Ladies day is an institution here. Thousands of locals pour into summer dresses, whatever the weather. A competition to find the track's best dressed racegoer, swiftly followed by the Yorkshire final to crown the most lovely lady in the whole county, or some such.
Which means it must be that man again - no such event is allowed to take place without Derek Thompson in simpering attendance.
Afficionados of Tommo TV would have been in their elementtoday, particularly when he interviewed a group of children from a local school, who had been taught a song about the St Leger and proceeded to sing it to the great man.
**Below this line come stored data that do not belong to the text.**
PR #283, opened 2021-09-09
fix: Better simpleRows type.

stephenh:
Something about TypeScript 4.4 made the type inference for `simpleRows` wonky, and this fixes it... :shrug:


stephenh:
Kind of a silly/annoying type fix, so going to merge to use in my WIP internal-frontend branch.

Picture the girls of St Winifred's School Choir in garish red jumpers, warbling away and vying for a place in the shot with the most widely-seen face in racing, and you get an idea of what you missed if you weren't here.
I was, from an early stage thanks to a Horserace Writers and Photographers Asscoiation meeting which took place in the 'Clock Tower Food Court'.
An odd room of bare brick walls and stone tiled floor which may just have been a gents in a former existence and whose high ceiling made acoustics rather lessthan ideal. (Strange sight in one of the current toilets this afternoon - the latch almost bent back on one of the cubicle doors. Somebody had clearly been in a desperate hurry t0o get out).
Also had to talk to Kieren Fallon before the opener about something he called 'an absolute disgrace' - sorry, you'll have to buy the paper to find out what. And busy, busy, busy once racing got under way.
Not everyone would have been happy to see the big sales race go to Coolmore - it is supposed to offer the 'little guy' the chance of a big prize and their colt Reply actually cost twice the £200,000 first prize. Nor is jockey Joseph O'Brien - son of Aidan - a little guy. At 5ft 11in, able to stare BBC Radio's Cornelius Lysaght straight in the eye, his days riding on the Flat are probably numbered.
"I am tall and I am not going to get any lighter," he admits - and one enterprising bookmaker is already quoting him for future jump jockeys' championships.
Throw in victory for John Oxx with his first runner of the year in Britain, a possible Classic colt for Charlie Hills and success for the always quotable David Elsworth and it was a hectic day.
All of which can excuse the leading writer, a former journalist of the year, who wanted a cup of tea late on in the afternoon - and filled his cup with gravy.